Estimating Reproducibility of Psychology (No. 165): An Open Post-Publication Peer-Review


In 2015, Science published the results of the first empirical attempt to estimate the reproducibility of psychology.   One key finding was that out of 97 attempts to reproduce a significant result, only 36% of attempts succeeded.

This finding fueled debates about a replication crisis in psychology.  However, there have been few detailed examinations of individual studies to examine why a particular result could be replicated or not.  The main reason is probably that it is a daunting task to conduct detailed examinations of all studies. Another reason is that replication failures can be caused by several factors.  Each study may have a different explanation.  This means it is important to take an ideographic (study-centered) perspective.

The conclusions of these ideographic reviews will be used for a nomothetic research project that aims to predict actual replication outcomes on the basis of the statistical results reported in the original article.  These predictions will only be accurate if the replication studies were close replications of the original study.  Otherwise, differences between the original study and the replication study may explain why replication studies failed.

Summary of Original Article 

The article “The Value Heuristic in Judgments of Relative Frequency” was published as a Short Report in Psychological Science.   The article has been cited only 25 times overall and was not cited at all in 2017.


The authors suggest that they have identified a new process how people judge the relative frequency of objects.

Estimating the relative frequency of a class of objects or events is fundamental in subjective probability assessments and decision making (Estes, 1976), and research has long shown that people rely on heuristics for making these judgments (Gilovich, Griffin, & Kahneman, 2002). In this report, we identify a novel heuristic for making these judgments, the value heuristic: People judge the frequency of a class of objects on the basis of the subjective value of the objects.

As my dissertation was about frequency judgments of emotions, I am familiar with the frequency estimation literature, especially the estimation of valued objects like positive and negative emotions.  My reading of the literature suggests that this hypothesis is inconsistent with prior research because frequency judgments are often made on the basis of a fast, automatic, parallel search of episodic memory (e..g, Hintzman, 1988). Thus, value might only indirectly influence frequency estimates if it influences the accessibility of exemplars.

The authors present a single experiment to support their hypothesis.


68 students participated in this study.  5 were excluded for a final N of 63 students.

During the learning phase of the study , participants were exposed to 57 pictures of bird and 57 pictures of flowers.

Participants were  then told that they would receive 2 cent for each picture from one of the two categories. The experimental manipulation was whether participants would be rewarded for bird or flower pictures.

The dependent variables were frequency estimates of the number of pictures in each category. Specifically, whether participants gave a higher or lower, equal, or higher estimate to the rewarded category.

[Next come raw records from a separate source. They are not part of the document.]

PR #303, opened 2015-12-07
Extract IsDefinedInAncestor to extension method

### LINKED ISSUE #288: NullReferenceException on AsyncMethodWithoutAsyncSuffixAnalyzer
Showed up as an 'info' message with the following stacktrace:

	Message AD0001  Analyzer 'VSDiagnostics.Diagnostics.Async.AsyncMethodWithoutAsyncSuffix.AsyncMethodWithoutAsyncSuffixAnalyzer' threw an exception of type 'System.NullReferenceException' with message 'Object reference not set to an instance of an object.'.Enyim.Caching       1   Active Analyzer 'VSDiagnostics.Diagnostics.Async.AsyncMethodWithoutAsyncSuffix.AsyncMethodWithoutAsyncSuffixAnalyzer' threw the following exception:
	'System.NullReferenceException: Object reference not set to an instance of an object.
	   at VSDiagnostics.Diagnostics.Async.AsyncMethodWithoutAsyncSuffix.AsyncMethodWithoutAsyncSuffixAnalyzer.<>c__DisplayClass10_0.<IsDefinedInAncestor>b__0(ISymbol method)
	   at System.Linq.Enumerable.Any[TSource](IEnumerable`1 source, Func`2 predicate)
	   at VSDiagnostics.Diagnostics.Async.AsyncMethodWithoutAsyncSuffix.AsyncMethodWithoutAsyncSuffixAnalyzer.IsDefinedInAncestor(IMethodSymbol methodSymbol)
	   at VSDiagnostics.Diagnostics.Async.AsyncMethodWithoutAsyncSuffix.AsyncMethodWithoutAsyncSuffixAnalyzer.AnalyzeSyntaxNode(SyntaxNodeAnalysisContext context)
	   at Microsoft.CodeAnalysis.Diagnostics.AnalyzerExecutor.<>c__DisplayClass38_1`1.<ExecuteSyntaxNodeAction>b__1()
	   at Microsoft.CodeAnalysis.Diagnostics.AnalyzerExecutor.ExecuteAndCatchIfThrows_NoLock(DiagnosticAnalyzer analyzer, Action analyze)'.

Project: EnyimMemcached https://github.com/enyim/EnyimMemcached
             ServiceStack.Redis https://github.com/ServiceStack/ServiceStack.Redis

tiesmaster:
Similar to #302, pull out `IsDefinedInAncestor()` to an extension method.

Maybe, this also fixes #288, however, I wasn't able to reproduce it. If you have a repro in mind, I can easily add some tests for that.


tiesmaster:
@Vannevelj Build is failing, but it the same restoring error as last time.

tiesmaster:
@Vannevelj Could you have a look at this PR?

VSDiagnostics/VSDiagnostics/VSDiagnostics/Utilities/Extensions.cs
```diff
@@ -144,5 +145,37 @@ public static bool IsAsync(this IMethodSymbol methodSymbol)
...
+            {
+                var interfaceMethods = @interface.GetMembers().Select(containingType.FindImplementationForInterfaceMember);
+                if (interfaceMethods.Any(method => method.Equals(methodSymbol)))
+                {
+                    return true;
+                }
+            }
+
+            var baseType = containingType.BaseType;
+            while (baseType != null)
```
Vannevelj: Can you add a test that tests this code and see if it works with `IsDefinedInAncestor` for `AnotherMethod`? I suspect it might not since `object.BaseType` just returns `object` again -- it's a circular reference.

	public class BaseClass
	{
		public virtual void BaseMethod() { }
	}
	
	public class SubClass
	{
		public void AnotherMethod() { }
	}

tiesmaster: Did you really intent the two classes to be disconnected in your example? Or did you mean something like this:

    public class BaseClass
    {
        public virtual void BaseMethod() { }
    }

    public class SubClass : BaseClass
    {
        public void AnotherMethod() { }
    }

Though, regardless what I do, in both examples the loop ends:

image


Shall, I add a commit with the desired unit test as reference?

tiesmaster: I've pushed the intented commit to a [separate branch](https://github.com/tiesmaster/VSDiagnostics/tree/extra-unit-test-for-pr-303), just in case you don't want it in this PR.

Vannevelj: I'm.. really surprised. We had that as an issue at some point (https://github.com/Vannevelj/VSDiagnostics/blob/develop/VSDiagnostics/VSDiagnostics/VSDiagnostics/Utilities/Extensions.cs#L63) and it had to be fixed by explicitly ending the loop if we're in `object`. More on this in the associated issue: https://github.com/Vannevelj/VSDiagnostics/issues/205

This is something we'll have to look into more closely but that can be done separately. I will create a separate issue for this, no need to add any tests. I will merge this PR since all thoughts I had have been cleared up, thanks for staying with me!

tiesmaster: Indeed, that's very weird... Let me know if I can do anything there to help.

When this PR is merged, I'll update the other PR to make use of this, and the other extension method, and remove all the superfluous tests.

> ... thanks for staying with me!

No probs ;) I had the intention to do some regular contribution to this lib, but I'm quite occupied with some other stuff, so it might take a while before I'll be able to put in some new analyzers :(

Vannevelj: Merged! 

Don't worry about it, we all are ;-) I've had to put it on the backburner for a time as well since I'm interning now but as soon as I've graduated in two months, I can crank it up a notch again. Whatever you can contribute is already highly appreciated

When flowers were rewarded, 12 participants had higher estimates for flowers and 15 had higher estimates for birds.

When birds were rewarded, 21 participants had higher estimates for bird and 8 had higher estimates for birds.

A chi-square test showed a just significant effect that was driven by the condition that rewarded birds, presumably because there was also a main effect of birds vs. flowers (birds are more memorable and accessible).

Chi2(1, N = 56) = 4.51,  p = .037.


81 students participated in the replication study.  After exclusion of 4 participants the final sample size was N = 77.

When flowers were rewarded, 16 participants had higher estimates for flowers and 11 had higher estimates for birds.

When birds were rewarded, 10 participants had higher estimates for bird and 14 had higher estimates for birds.

The remaining participants were tied.

The chi-square test was not significant.

Chi2(1, N = 51) = 1.57,  p = .21.


The original article tested a novel and controversial hypothesis that was not grounded in the large cognitive literature on frequency estimation.  The article relied on a just significant result in a single study as evidence.  It is not surprising that a replication study failed to replicate the finding.  The article had very little impact. In hindsight, this study does not meet the high bar for acceptance into a high impact journal like Psychological Science.  However, hindsight is 20/20 and it is well known that the foresight of traditional peer-review is an imperfect predictor of replicability and relevance.